[Data records]
************

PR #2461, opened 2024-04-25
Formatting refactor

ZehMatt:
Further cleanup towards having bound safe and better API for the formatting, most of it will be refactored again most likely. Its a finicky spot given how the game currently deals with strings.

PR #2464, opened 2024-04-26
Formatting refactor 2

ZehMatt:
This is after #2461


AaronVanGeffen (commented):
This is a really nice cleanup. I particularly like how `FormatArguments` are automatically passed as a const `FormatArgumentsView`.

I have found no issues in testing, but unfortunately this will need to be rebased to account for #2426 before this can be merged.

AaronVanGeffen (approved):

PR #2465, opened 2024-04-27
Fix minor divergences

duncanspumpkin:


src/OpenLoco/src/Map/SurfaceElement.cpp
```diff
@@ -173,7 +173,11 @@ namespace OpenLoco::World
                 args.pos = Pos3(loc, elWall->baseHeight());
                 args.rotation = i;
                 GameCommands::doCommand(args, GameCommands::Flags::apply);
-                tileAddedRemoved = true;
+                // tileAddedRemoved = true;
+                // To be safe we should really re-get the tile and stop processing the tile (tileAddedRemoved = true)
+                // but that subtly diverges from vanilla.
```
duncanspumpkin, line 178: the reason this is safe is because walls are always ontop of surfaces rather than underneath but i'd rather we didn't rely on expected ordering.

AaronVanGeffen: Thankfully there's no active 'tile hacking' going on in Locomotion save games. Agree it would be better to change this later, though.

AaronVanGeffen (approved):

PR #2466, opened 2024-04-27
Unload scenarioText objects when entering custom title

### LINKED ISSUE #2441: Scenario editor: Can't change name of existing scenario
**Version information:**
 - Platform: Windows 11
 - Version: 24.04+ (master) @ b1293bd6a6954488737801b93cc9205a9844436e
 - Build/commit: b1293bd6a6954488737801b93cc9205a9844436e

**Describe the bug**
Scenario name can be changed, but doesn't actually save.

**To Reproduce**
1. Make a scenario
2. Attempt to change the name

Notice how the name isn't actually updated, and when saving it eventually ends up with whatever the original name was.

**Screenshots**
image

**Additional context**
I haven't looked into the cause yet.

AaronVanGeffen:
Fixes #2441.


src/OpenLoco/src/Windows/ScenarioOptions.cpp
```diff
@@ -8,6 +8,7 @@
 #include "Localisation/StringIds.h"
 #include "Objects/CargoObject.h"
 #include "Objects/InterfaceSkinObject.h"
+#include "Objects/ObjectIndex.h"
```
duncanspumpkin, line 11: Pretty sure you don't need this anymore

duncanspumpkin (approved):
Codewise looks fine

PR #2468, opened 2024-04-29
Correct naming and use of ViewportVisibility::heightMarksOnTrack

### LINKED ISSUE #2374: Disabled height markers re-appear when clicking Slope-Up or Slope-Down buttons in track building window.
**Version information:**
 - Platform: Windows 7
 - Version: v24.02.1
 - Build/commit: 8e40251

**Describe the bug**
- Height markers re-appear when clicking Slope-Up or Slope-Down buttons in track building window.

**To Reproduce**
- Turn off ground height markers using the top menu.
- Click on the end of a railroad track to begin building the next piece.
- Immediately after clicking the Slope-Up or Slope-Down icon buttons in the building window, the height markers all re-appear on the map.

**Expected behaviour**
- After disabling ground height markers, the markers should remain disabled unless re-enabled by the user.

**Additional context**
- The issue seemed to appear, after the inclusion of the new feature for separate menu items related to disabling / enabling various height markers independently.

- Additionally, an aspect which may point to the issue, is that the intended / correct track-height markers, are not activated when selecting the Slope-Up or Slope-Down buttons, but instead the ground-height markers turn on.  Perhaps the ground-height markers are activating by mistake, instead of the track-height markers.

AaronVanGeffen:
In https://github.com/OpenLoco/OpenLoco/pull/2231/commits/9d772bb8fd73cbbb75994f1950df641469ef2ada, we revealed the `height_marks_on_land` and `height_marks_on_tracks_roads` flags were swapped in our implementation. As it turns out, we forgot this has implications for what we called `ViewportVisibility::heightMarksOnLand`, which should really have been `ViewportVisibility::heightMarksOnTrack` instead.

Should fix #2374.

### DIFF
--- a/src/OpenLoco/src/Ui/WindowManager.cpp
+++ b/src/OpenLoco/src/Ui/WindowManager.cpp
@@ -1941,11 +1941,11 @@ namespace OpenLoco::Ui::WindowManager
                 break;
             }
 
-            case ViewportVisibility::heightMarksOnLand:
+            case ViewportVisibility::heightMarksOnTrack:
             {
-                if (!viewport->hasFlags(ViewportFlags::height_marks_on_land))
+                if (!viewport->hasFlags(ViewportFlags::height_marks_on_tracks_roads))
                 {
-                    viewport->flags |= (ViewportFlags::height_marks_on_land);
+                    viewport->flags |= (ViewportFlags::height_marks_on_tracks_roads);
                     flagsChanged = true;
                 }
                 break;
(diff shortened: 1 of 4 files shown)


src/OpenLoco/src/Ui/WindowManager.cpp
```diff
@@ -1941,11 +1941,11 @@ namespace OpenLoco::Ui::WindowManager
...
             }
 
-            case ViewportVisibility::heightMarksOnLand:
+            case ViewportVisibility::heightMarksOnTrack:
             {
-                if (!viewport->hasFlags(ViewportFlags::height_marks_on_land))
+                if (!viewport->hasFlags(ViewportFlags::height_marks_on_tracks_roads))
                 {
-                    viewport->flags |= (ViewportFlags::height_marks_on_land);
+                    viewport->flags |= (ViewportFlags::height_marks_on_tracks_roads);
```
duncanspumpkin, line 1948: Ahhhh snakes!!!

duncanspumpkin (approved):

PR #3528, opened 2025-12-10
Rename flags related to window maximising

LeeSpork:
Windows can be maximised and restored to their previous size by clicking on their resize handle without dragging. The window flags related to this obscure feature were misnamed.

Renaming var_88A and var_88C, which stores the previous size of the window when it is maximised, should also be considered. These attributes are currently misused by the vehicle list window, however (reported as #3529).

************

[Activity]
The whole listing above needs to be transcribed exactly.

[Solution to the problem]
PR #2461, opened 2024-04-25
Formatting refactor

ZehMatt:
Further cleanup towards having bound safe and better API for the formatting, most of it will be refactored again most likely. Its a finicky spot given how the game currently deals with strings.

PR #2464, opened 2024-04-26
Formatting refactor 2

ZehMatt:
This is after #2461


AaronVanGeffen (commented):
This is a really nice cleanup. I particularly like how `FormatArguments` are automatically passed as a const `FormatArgumentsView`.

I have found no issues in testing, but unfortunately this will need to be rebased to account for #2426 before this can be merged.

AaronVanGeffen (approved):

PR #2465, opened 2024-04-27
Fix minor divergences

duncanspumpkin:


src/OpenLoco/src/Map/SurfaceElement.cpp
```diff
@@ -173,7 +173,11 @@ namespace OpenLoco::World
                 args.pos = Pos3(loc, elWall->baseHeight());
                 args.rotation = i;
                 GameCommands::doCommand(args, GameCommands::Flags::apply);
-                tileAddedRemoved = true;
+                // tileAddedRemoved = true;
+                // To be safe we should really re-get the tile and stop processing the tile (tileAddedRemoved = true)
+                // but that subtly diverges from vanilla.
```
duncanspumpkin, line 178: the reason this is safe is because walls are always ontop of surfaces rather than underneath but i'd rather we didn't rely on expected ordering.

AaronVanGeffen: Thankfully there's no active 'tile hacking' going on in Locomotion save games. Agree it would be better to change this later, though.

AaronVanGeffen (approved):

PR #2466, opened 2024-04-27
Unload scenarioText objects when entering custom title

### LINKED ISSUE #2441: Scenario editor: Can't change name of existing scenario
**Version information:**
 - Platform: Windows 11
 - Version: 24.04+ (master) @ b1293bd6a6954488737801b93cc9205a9844436e
 - Build/commit: b1293bd6a6954488737801b93cc9205a9844436e

**Describe the bug**
Scenario name can be changed, but doesn't actually save.

**To Reproduce**
1. Make a scenario
2. Attempt to change the name

Notice how the name isn't actually updated, and when saving it eventually ends up with whatever the original name was.

**Screenshots**
image

**Additional context**
I haven't looked into the cause yet.

AaronVanGeffen:
Fixes #2441.


src/OpenLoco/src/Windows/ScenarioOptions.cpp
```diff
@@ -8,6 +8,7 @@
 #include "Localisation/StringIds.h"
 #include "Objects/CargoObject.h"
 #include "Objects/InterfaceSkinObject.h"
+#include "Objects/ObjectIndex.h"
```
duncanspumpkin, line 11: Pretty sure you don't need this anymore

duncanspumpkin (approved):
Codewise looks fine

PR #2468, opened 2024-04-29
Correct naming and use of ViewportVisibility::heightMarksOnTrack

### LINKED ISSUE #2374: Disabled height markers re-appear when clicking Slope-Up or Slope-Down buttons in track building window.
**Version information:**
 - Platform: Windows 7
 - Version: v24.02.1
 - Build/commit: 8e40251

**Describe the bug**
- Height markers re-appear when clicking Slope-Up or Slope-Down buttons in track building window.

**To Reproduce**
- Turn off ground height markers using the top menu.
- Click on the end of a railroad track to begin building the next piece.
- Immediately after clicking the Slope-Up or Slope-Down icon buttons in the building window, the height markers all re-appear on the map.

**Expected behaviour**
- After disabling ground height markers, the markers should remain disabled unless re-enabled by the user.

**Additional context**
- The issue seemed to appear, after the inclusion of the new feature for separate menu items related to disabling / enabling various height markers independently.

- Additionally, an aspect which may point to the issue, is that the intended / correct track-height markers, are not activated when selecting the Slope-Up or Slope-Down buttons, but instead the ground-height markers turn on.  Perhaps the ground-height markers are activating by mistake, instead of the track-height markers.

AaronVanGeffen:
In https://github.com/OpenLoco/OpenLoco/pull/2231/commits/9d772bb8fd73cbbb75994f1950df641469ef2ada, we revealed the `height_marks_on_land` and `height_marks_on_tracks_roads` flags were swapped in our implementation. As it turns out, we forgot this has implications for what we called `ViewportVisibility::heightMarksOnLand`, which should really have been `ViewportVisibility::heightMarksOnTrack` instead.

Should fix #2374.

### DIFF
--- a/src/OpenLoco/src/Ui/WindowManager.cpp
+++ b/src/OpenLoco/src/Ui/WindowManager.cpp
@@ -1941,11 +1941,11 @@ namespace OpenLoco::Ui::WindowManager
                 break;
             }
 
-            case ViewportVisibility::heightMarksOnLand:
+            case ViewportVisibility::heightMarksOnTrack:
             {
-                if (!viewport->hasFlags(ViewportFlags::height_marks_on_land))
+                if (!viewport->hasFlags(ViewportFlags::height_marks_on_tracks_roads))
                 {
-                    viewport->flags |= (ViewportFlags::height_marks_on_land);
+                    viewport->flags |= (ViewportFlags::height_marks_on_tracks_roads);
                     flagsChanged = true;
                 }
                 break;
(diff shortened: 1 of 4 files shown)


src/OpenLoco/src/Ui/WindowManager.cpp
```diff
@@ -1941,11 +1941,11 @@ namespace OpenLoco::Ui::WindowManager
...
             }
 
-            case ViewportVisibility::heightMarksOnLand:
+            case ViewportVisibility::heightMarksOnTrack:
             {
-                if (!viewport->hasFlags(ViewportFlags::height_marks_on_land))
+                if (!viewport->hasFlags(ViewportFlags::height_marks_on_tracks_roads))
                 {
-                    viewport->flags |= (ViewportFlags::height_marks_on_land);
+                    viewport->flags |= (ViewportFlags::height_marks_on_tracks_roads);
```
duncanspumpkin, line 1948: Ahhhh snakes!!!

duncanspumpkin (approved):

PR #3528, opened 2025-12-10
Rename flags related to window maximising

LeeSpork:
Windows can be maximised and restored to their previous size by clicking on their resize handle without dragging. The window flags related to this obscure feature were misnamed.

Renaming var_88A and var_88C, which stores the previous size of the window when it is maximised, should also be considered. These attributes are currently misused by the vehicle list window, however (reported as #3529).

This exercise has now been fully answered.